胃・十二指腸潰瘍の自覚症状として最も多いのが心窩部痛(みぞおちの痛み)であり、上腹部不快感、悪心・嘔吐、吐血(大量出血では新鮮血、中等量以下では黒色血塊もしくはコーヒー残渣様)、下血(タール便)、背痛などが主なものです。

心窩部痛は高位潰瘍では食後増強し、幽門に近いほど空腹時増強します。十二指腸潰瘍では空腹時痛が多いです。高齢者では無症状であることも多いです。

他覚所見として上腹部の限局性の圧痛が多く、穿孔(消化管に穴が空く)をきたした場合は、筋性防御(お腹が硬くなる)などの腹膜刺激症状を呈することがあります。潰瘍からの出血が多い場合は、貧血症状を呈することがあり、大量出血の場合はショック症状を呈することもあります。玉置さんのケースでは、こうした状態に陥ってしまったのではないか、と考えられます。

胃潰瘍の治療


胃潰瘍の治療としては、以下のようなものがあります。
治療の原則は、原因の除去にあります。薬剤が原因の場合には薬剤を中止し、急性期が過ぎてからその後の対策を考えます。過剰な精神的・肉体的ストレスに対しては心身の安静をはかり、嗜好品やアルコールは禁止します。

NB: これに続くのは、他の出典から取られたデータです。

PR #923, opened 2026-08-16
feat(derive): a command that takes nothing can be written that way

jdx:
The last of the communique follow-ups. clap lets a command with no options be a bare variant; the derive wanted three things to say the same:

```rust
// before
#[derive(Args)] struct Sponsors {}
enum Command { Sponsors(Box<Sponsors>) }
// ...and at the call site, because `_` leaves the payload unread and dead_code is an error in CI:
Command::Sponsors(args) => { let cli::Sponsors {} = *args; sponsors() }

// after
enum Command { #[usage(effect = "read")] Sponsors }
Command::Sponsors => sponsors(),
```

Everything generated speaks to a struct — its tables, its metadata, its `build` — so rather than teach all of that about a variant with no struct, **the derive writes the empty struct such a variant implies** and points the variant at it. Only the construction differs.

The struct is named after the enum as well as the variant: two enums in one module may each declare a `Sponsors`, and two structs of one name is a worse error than the one being avoided — it would land in the adopter's crate, pointing at something they never wrote. A test has two such enums.

## `effect` moves with it

This is the part I did not see coming. `effect` is an `Args` attribute, because that is where a command declares itself — and a bare variant has none. Porting communique's `sponsors` over dropped `effect=read` from its spec, silently. Its in-sync test caught it, which is the second time that test has paid for itself.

アニサキスは内視鏡により虫体を摘出することにより症状が劇的に改善します。基本的には、急性期の胃粘膜病変は原因の除去により速やかに改善することが知られています。したがってその治療手順は、原因を見極め、その除去を最優先し、薬物療法は急性期の自覚症状からの早期解放と胃粘膜の速やかな修復を促すことを基本とすべきです。

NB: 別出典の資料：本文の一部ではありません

PR #925, opened 2026-08-16
feat(spec): say that one flag needs another, which nothing here could

jdx:
Stacked on #919 — review that first; this PR's diff is the second commit.

The spec could say `conflicts`, `overrides`, `required_if` and `required_unless`, and had no way to say the positive form. `requires` is the last blocker in PLAN.md's derive-v1 list.

```kdl
flag "--out <path>" requires="--format"
flag "--sign" {
  requires "--key" "--identity"   // several, and all of them are needed
}
```

```rust
#[usage(long, requires("--key", "--identity"))]
sign: bool,
```

### Why not just `required_if`

It states the same rule from the other end, and both stay. `--out` needing `--format` is `requires="--format"` on `--out`, or `required_if="--out"` on `--format`. Only the first keeps the rule beside the flag it is about, which is usually where a reader looks for it — and it is the spelling anyone arriving from clap already knows.

### Wired the whole way through

A constraint only one parser enforces is worse than none, so: the KDL node in both spellings (property for one selector, child node for several), usage-lib's check, the derive attribute with its selectors resolved at **compile time**, usage-argv's cold metadata, and the emitted KDL that docs, manpages and completions read.

An unmet requirement is reported as the **other flag missing** rather than as something wrong with the flag that named it — which is what clap says, and what a user can act on: the fix is to type `--key`, not to delete `--sign`. That also means no new `Error` variant, so the hot path's `Result` does not grow for a check that only ever fires on the cold one.

A value from the environment or a default satisfies a requirement, matching `conflicts`: the question is whether the other flag ended up with a value, not how it got one.

### The bridge does not carry it

`clap_usage` reads a `clap::Command` back through public getters, and clap 4.6 has `Arg::requires`, `requires_if`, `requires_ifs` and `requires_all` as setters with no reader, with the field `pub(crate)`. So there is nothing to read, whatever the `Arg` was built with.

`requires_cannot_come_across_from_clap` asserts that, rather than leaving the empty vector looking like a bug in the bridge — and it will fail if a future clap exposes a getter, which is when we would want to know.

`gen-shadow` counts `requires` against the clap dialect for a related reason: clap *can be written* with `requires`, so the shadow could emit it, and a spec regenerated from that command would come back without it. Counting it keeps the clap side from looking more faithful than it is.

`docs/spec/integrations/clap.md` now says this out loud, since a CLI generating its spec from clap silently loses the constraint everywhere downstream.

### Tests

- `requires_round_trips_in_both_spellings` — property and child-node forms, through `to_string()` and back
- `requires_cannot_come_across_from_clap` — the bridge limit, asserted
- `a_requirement_names_the_flag_that_is_missing` / `a_requirement_is_satisfied_by_a_short_form` — usage-lib, including a selector spelled `-k` resolving to `--key`
- `a_requirement_names_the_flag_that_was_not_given` — the derive, plus the absent-flag case that makes this different from plain required-ness
- `flag_relationships_reach_the_spec` — the emitted KDL takes the child-node spelling for two selectors, and usage-lib parses it back

`cargo test --all --all-features` and `cargo clippy --all --all-features -- -D warnings` are clean.

---

> [!NOTE]
> **Medium Risk**
> Touches post-parse validation in usage-lib and derive-generated checks; behavior is well-tested but wrong satisfaction rules (defaults/env/overrides) would change CLI acceptance for derived binaries.
> 
> **Overview**
> Adds **`requires`** so a flag can declare that other flags must be present when it is used — the positive counterpart to **`conflicts`** and the mirror of **`required_if`** on the imposing flag.
> 
> **Spec & metadata:** `requires` is on `FlagMeta` / `SpecFlag`, parsed and emitted in KDL (single property or child node for multiple selectors), with builder helpers and argv spec serialization.
> 
> **Parsing:** usage-lib validates requirements after binding (alongside conflicts), using **`selector_is_satisfied`** so defaults and env values count; failures report the **missing target flag** (`MissingFlag` / derive `MissingRequired`), not the flag that declared the rule. The derive emits post-parse checks and skips targets that have defaults.
> 
> **Derive:** `#[usage(requires = "--other")]` with compile-time selector validation; flag-only, like other inter-flag relationships.
> 
> **Clap gap:** Generated clap specs cannot round-trip `requires` (no getter); docs and `gen-shadow` document/count this instead of silently emitting it.
> 
> <sup>Reviewed by [Cursor Bugbot](https://cursor.com/bugbot) for commit 89866b8b37ba0f2060b2d788a362067f0a58e1af. Bugbot is set up for automated code reviews on this repo. Configure [here](https://www.cursor.com/dashboard/bugbot).</sup>

### DIFF
--- a/argv/src/spec.rs
+++ b/argv/src/spec.rs
@@ -462,6 +462,12 @@ pub struct FlagMeta<'a> {
     /// flag win, this reports it: the combination has no meaning, so honouring one
     /// side silently would hide a mistake.
     pub conflicts: &'a [&'a str],
+    /// Flags that must also be given when this one is.
+    ///
+    /// The positive form of [`conflicts`](Self::conflicts), and the mirror image of
+    /// [`required_if`](Self::required_if): the same rule written on the flag that
+    /// imposes it rather than on the flag it lands on.
+    pub requires: &'a [&'a str],
     /// Flags that make this one necessary.
     pub required_if: &'a [&'a str],
     /// Flags that make this one unnecessary.
@@ -491,6 +497,7 @@ impl FlagMeta<'_> {
         var_max: None,
         overrides: &[],
         conflicts: &[],
+        requires: &[],
         required_if: &[],
         required_unless: &[],
         help_heading: None,
@@ -911,6 +918,7 @@ fn write_flag(out: &mut String, meta: &FlagMeta<'_>, depth: usize) -> core::fmt:
     write_single_default(out, meta.default)?;
     write_single_list(out, "overrides", meta.overrides)?;
     write_single_list(out, "conflicts", meta.conflicts)?;
+    write_single_list(out, "requires", meta.requires)?;
     write_single_list(out, "required_if", meta.required_if)?;
     write_single_list(out, "required_unless", meta.required_unless)?;
 
@@ -920,6 +928,7 @@ fn write_flag(out: &mut String, meta: &FlagMeta<'_>, depth: usize) -> core::fmt:
         || meta.default.len() > 1
         || meta.overrides.len() > 1
         || meta.conflicts.len() > 1
+        || meta.requires.len() > 1
         || meta.required_if.len() > 1
         || meta.required_unless.len() > 1;
     if !has_children {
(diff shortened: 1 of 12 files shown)


jdx:
Pushed fixes for both findings.

**Defaults failing requirement checks** (@greptile-apps P1) — correct, and worse than a doc mismatch: `required`, `required_if` and `required_unless` in the same file all read a default as filling a flag, so the same flag was missing in this check and present ten lines below it.

The rule, written down so the next relationship inherits it rather than picking again:

- A **negative** rule — `conflicts` — counts only what was *given*. It has to: a flag with a default would otherwise conflict with everything and no command line would parse.
- A **positive** rule asks whether the flag it names has a *value*, and a default is a value.

usage-lib gets `selector_is_satisfied` beside `selector_is_explicit`. The derive skips emitting the check entirely when the target has a default, since it could never fail — decided at compile time, the same way `required_checks` already skips such a field.

**The lint failure** — the conformance fixture declared `--key` and `--identity` and never read them, which `clippy --all-targets` fails on. They are asserted now, which is what they were for.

食事の可否は症状によって適宜決定すべきですが、症状が強い場合や出血などのために食事摂取を中止する場合には補液(電解質・糖質を含めて)を行います。活動性の出血がある場合には、内視鏡的止血を実施します。

出血例や症状が強く、食事摂取を中止する場合には、酸分泌抑制薬(オメプラ−ル、ガスターなど)を原則として数日以内経静脈的に投与し、食事開始と同時に経口内服に変更します。

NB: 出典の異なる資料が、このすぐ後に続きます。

PR #927, opened 2026-08-16
feat(spec)!: a group, for the rule that no single flag can state

jdx:
Third in the stack, on top of #925. Review #919 → #925 first; this PR's diff is the third commit.

```kdl
flag "--file <file>"
flag "--url <url>"
flag "--stdin"

group "input" "--file" "--url" "--stdin"                 // at most one
group "input" "--file" "--url" "--stdin" required=#true  // exactly one
group "input" "--file" "--url" "--stdin" required=#true multiple=#true  // at least one
```

Name first, then members, spelled the way every other relationship names a flag. The two properties are clap's and read the same way, so a spec generated from a clap command means by them what clap meant.

### Why a group and not more `conflicts`

Pairwise `conflicts` says "at most one of these" — once per pair. Three flags is three declarations, six is fifteen, and a flag added later has to be added to every sibling.

What `conflicts` cannot say at all is `required`. "One of these is needed" is a statement about the *set*: no rule written on an individual flag expresses it, because no individual flag is the one that must be given.

### The bridge carries this one

Unlike `requires` in #925, `Command::get_groups`, `ArgGroup::get_args` and `is_required_set` are public, so a clap CLI's groups now reach the spec. **Every spec in the fleet generated from a clap command was dropping them** — the same hole #884 closed for `conflicts`, found the same way.

`ArgGroup::is_multiple` takes `&mut self` and a `Command` only hands out `&ArgGroup`, so the group is cloned to ask. Once per group at spec-generation time, which is a build step.

### Decisions worth a look

- **Enforced across the command chain**, not just the selected command: a group may name global flags, which are declared on an ancestor.
- **A default does not count as given.** Env does. This matches `conflicts` and the flag reference's existing wording. A default that satisfied a required group would make the group unfalsifiable, and one that collided with a typed sibling would refuse a command line where the user named exactly one flag.
- **Two members is the floor**, checked where the group is written rather than silently enforcing nothing at run time. A group of one is a rule about that flag and belongs on the flag.
- **`UsageErr` gains a `MissingGroup` variant**, and the enum is marked `#[non_exhaustive]` so this is the last break of its kind — `MissingFlag`'s `Display` is `Missing required flag: --{0} <{0}>`, which mangles a group. Versions stay untouched; release-plz decides what `feat(lib)!:` implies, which does mean `lint:semver` is red on this PR by construction (see the comment below).
- **Positional members of a clap group are dropped.** The spec names relationships by flag; a selector matching nothing would read as a rule that holds and enforce even less than dropping it.

### Not in this PR

The derive cannot declare a group yet — spec first, per the canonicality rule. That is the next branch, along with usage-argv's metadata and emission.

`cargo test --all --all-features` and `cargo clippy --all --all-features -- -D warnings` are clean. New reference page at `docs/spec/reference/group.md`, linked from the sidebar and from the `conflicts` section.

---

> [!NOTE]
> **Medium Risk**
> Touches core argv validation and adds a breaking `UsageErr` API change, but behavior is covered by new tests and mirrors existing conflict/require semantics.
> 
> **Overview**
> Introduces a **`group`** KDL construct so related flags can be described as a set—mutual exclusion (`at most one`), **`required`** (`exactly one` / `at least one` with **`multiple`**), and **`multiple`** alone—instead of scaling pairwise **`conflicts`** and having no way to express “pick one of these.”
> 
> The library adds **`SpecGroup`**, wires **`group`** into command/spec KDL parse and serialize, and validates groups during **`parse`** across the full command chain (for globals on ancestors). Exclusivity uses the same “explicitly given” rule as **`conflicts`** (env counts, defaults do not); requiredness uses **`selector_is_satisfied`** (defaults count). Members dedupe by resolved flag name. Mount/merge replaces groups when root flags are replaced. Clap **`ArgGroup`** export skips bookkeeping groups (`multiple` without `required`) and groups with fewer than two flag members.
> 
> **`UsageErr`** gains **`MissingGroup`** and is marked **`#[non_exhaustive]`** (breaking for exhaustive matches). Docs add **`group.md`**, sidebar link, and a **`flag`** cross-reference. **`lint:semver`** is temporarily skipped for usage-lib below 6.x until the declared major ships.
> 
> <sup>Reviewed by [Cursor Bugbot](https://cursor.com/bugbot) for commit dcfa48646a221e687a245e0129c306574945e94c. Bugbot is set up for automated code reviews on this repo. Configure [here](https://www.cursor.com/dashboard/bugbot).</sup>

## Summary by CodeRabbit

- **New Features**
  - Added support for grouping related flags.
  - Groups can enforce mutually exclusive options, require one or more selections, and allow multiple selections where appropriate.
  - Group definitions are supported in specifications and compatible command configurations.

- **Bug Fixes**
  - Improved validation for aliases, environment-provided values, defaults, and positional arguments in flag groups.
  - Added clearer errors when required groups are not satisfied.

- **Documentation**
  - Added comprehensive group reference documentation and navigation.
  - Updated flag guidance with recommendations for using groups.

### DIFF
--- a/docs/.vitepress/config.mts
+++ b/docs/.vitepress/config.mts
@@ -83,6 +83,7 @@ export default defineConfig({
               { text: "cmd", link: "/spec/reference/cmd" },
               { text: "complete", link: "/spec/reference/complete" },
               { text: "flag", link: "/spec/reference/flag" },
+              { text: "group", link: "/spec/reference/group" },
               // { text: 'env', link: '/spec/reference/env' },
               { text: "config", link: "/spec/reference/config" }
             ]
--- a/docs/spec/reference/flag.md
+++ b/docs/spec/reference/flag.md
@@ -74,6 +74,9 @@ mistake, and silently honouring one of them hides it.
 A conflict holds in either direction, so declaring it once is enough; it applies to flags
 that were actually given, not to defaults.
 
+For three or more flags that exclude each other, or for "one of these is required", a
+[`group`](/spec/reference/group) says in one node what `conflicts` says once per pair.
+
 ## `requires`
 
 The positive form: giving this flag means the flags it names must be given too. Every
--- a/docs/spec/reference/group.md
+++ b/docs/spec/reference/group.md
@@ -1,0 +1,76 @@
+# `group`
+
+A set of flags that relate to one another as a set.
+
+```kdl
+flag "--file <file>"
+flag "--url <url>"
+flag "--stdin"
+
+// at most one of these
+group "input" "--file" "--url" "--stdin"
+
+// exactly one of these: one is required, and only one is allowed
+group "input" "--file" "--url" "--stdin" required=#true
+
+// at least one of these
+group "input" "--file" "--url" "--stdin" required=#true multiple=#true
+
+// the same, written out when the members do not sit comfortably on one line
+group "input" required=#true {
+  flag "--file" "--url"
+  flag "--stdin"
+}
+```
+
+The name comes first, then the members, spelled the way every other relationship names
+a flag — `--long` or `-s`. A group lives on the command whose flags it names, and a
+group naming [global flags](/spec/reference/flag#global) belongs to the command that
+declares them.
+
+## What the two properties mean
+
+| `required` | `multiple` | meaning               |
+| ---------- | ---------- | --------------------- |
+| —          | —          | at most one of these  |
+| `#true`    | —          | exactly one of these  |
+| —          | `#true`    | nothing is enforced   |
+| `#true`    | `#true`    | at least one of these |
+
+Both default to false, so a bare group is mutual exclusion. These are clap's two
+properties read the same way, so a spec generated from a clap command means by them what
+clap meant.
+
+## Why not just `conflicts`
+
+For "at most one", [`conflicts`](/spec/reference/flag#conflicts-and-overrides) says the
+same thing — but it says it once per pair, so three flags need three declarations and six
+need fifteen, and a flag added later has to be added to every sibling.
+
+The part `conflicts` cannot say at all is `required`. "One of these is needed" is a
+statement about the set: no rule written on an individual flag expresses it, because no
+individual flag is the one that must be given.
+
+## What counts as given
+
+A member is given when it ended up with a value from the command line or from its
+[`env`](/spec/reference/flag) variable — the same rule
+[`conflicts`](/spec/reference/flag#conflicts-and-overrides) and
+[`requires`](/spec/reference/flag#requires) follow.
+
+A [`default`](/spec/reference/flag) does not count. A default that satisfied a required
+group would make the group unfalsifiable — it could never report anything — and one that
+collided with a typed sibling would refuse a command line where the user named exactly
+one flag.
+
+## Members
+
+A group needs at least two members, and naming fewer is an error where it is written
+rather than a rule that quietly enforces nothing. A group of one is a statement about
+that flag, which belongs on the flag as [`required`](/spec/reference/flag) or
+[`requires`](/spec/reference/flag#requires).
+
+Only flags can be members. clap allows a positional in a group; a spec generated from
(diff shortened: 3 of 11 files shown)


jdx:
Pushed fixes for everything raised, plus a decision that changes this PR's shape.

**The group clap invents for every struct** — `clap_derive` builds `ArgGroup::new(<struct name>).multiple(true)` for each `#[derive(Args)]` type so `flatten` works ([`args.rs`](https://docs.rs/clap_derive/4.6.4/src/clap_derive/derives/args.rs.html)). Carrying those put a `group Lint …` into usage's *own* generated spec, which is what the render check was failing on. Dropped by what they are rather than where they came from: `multiple` without `required` states no rule at all, so there is nothing to carry. `multiple` *with* `required` still comes across.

症状が強く、制吐薬・鎮痙薬の投与が必要な場合は、プリンペラン、ブスコパンなどを用いることがあります。

また、当初から経口投与が可能であれば、経口投与が優先されます。プロトンポンプ阻害薬とH2受容体拮抗薬の使用量は、潰瘍の有無によってその使用量を調節します。潰瘍を認めない場合には、H2受容体拮抗薬の半量投与で効果があります。粘膜防御薬の単剤投与は症状改善効果が不十分です。